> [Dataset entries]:
PR #752, opened 2022-06-28
Feature/view subset search

MariusWirtz:
successor of #751


adscheevel:
Updated search function looks good and works when I test in my environment, thanks!

PR #760, opened 2022-07-12
Update Hierarchy.py

skriptmeister42:
As of today, information on parent-child relationships (i.e. edges), including consolidation weight, of a hierarchy tree is missing.
The method "get_descendant_edges" addresses this gap.


MariusWirtz:
Thanks!

Issue #748, opened 2022-06-16
Update Applications


cubewise-gng:
**Describe the bug**
The current function update_or_create_document_from_files(), is essentially deleting and recreating the application.
So is not really doing an update.
By uploading a new file to TM1 it is assigned a new system name so any reference to the old name will not work. eg used as menu links.

Could there also be a update() function by passing in the Application object?

**Expected behavior**
Update existing applications but retain the existing system name.

**Version**
TM1py 1.9.1

MariusWirtz:
This issue should be addressed with #762.

@cubewise-gng please confirm that it has been resolved for you.

cubewise-gng:
Thanks guys the update function works well.

PR #762, opened 2022-07-18
Add update to patch file

jrobinsonLOR:
@MariusWirtz 

Re #748; I had a go at creating an update method for the application with some additional DocumentApplication methods to patch the document on the server rather than delete and recreate.


MariusWirtz:
Nice work @jrobinsonLOR. Thank you!

PR #767, opened 2022-07-20
Feature element functions

rclapp:
New features to resolve https://github.com/cubewise-code/tm1py/issues/758


MariusWirtz:
Nice one! Thanks, @rclapp!

Let's see how we can bring this together with #770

> [WHAT TO WORK ON]: Copy whichever lines of the records above contain the word "with".

> [WRITTEN ANSWER]:
This issue should be addressed with #762.
Re #748; I had a go at creating an update method for the application with some additional DocumentApplication methods to patch the document on the server rather than delete and recreate.
Let's see how we can bring this together with #770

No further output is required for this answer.